Collected data entries:

PR #212, opened 2018-12-04
Serialize genesis blocks

### LINKED ISSUE #125: UTXO hash is non-deterministic
UTXO hash contains Bulletproofs hash which are non-deterministic:

bulletproofs::make_range_proof(1_000_000) -> BP(vcmt: Pt(014119eb6f4e98396718607af6ebf529b7fb05a0911099ff4f3f70e369beeed7), ...)
bulletproofs::make_range_proof(1_000_000) -> BP(vcmt: Pt(042fc811d25f1526561c064cecfee41bda0f5efbf05a5a73844838c0b0e1acf0), ...)

How to solve this problem?

rtsisyk:
Add a tool to generate initial keys and blocks.

Closes #125


create-testing-keys.sh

▸ Task statement: Copy each line above exactly as it stands.

▸ Expected output:
PR #212, opened 2018-12-04
Serialize genesis blocks

### LINKED ISSUE #125: UTXO hash is non-deterministic
UTXO hash contains Bulletproofs hash which are non-deterministic:

bulletproofs::make_range_proof(1_000_000) -> BP(vcmt: Pt(014119eb6f4e98396718607af6ebf529b7fb05a0911099ff4f3f70e369beeed7), ...)
bulletproofs::make_range_proof(1_000_000) -> BP(vcmt: Pt(042fc811d25f1526561c064cecfee41bda0f5efbf05a5a73844838c0b0e1acf0), ...)

How to solve this problem?

rtsisyk:
Add a tool to generate initial keys and blocks.

Closes #125


create-testing-keys.sh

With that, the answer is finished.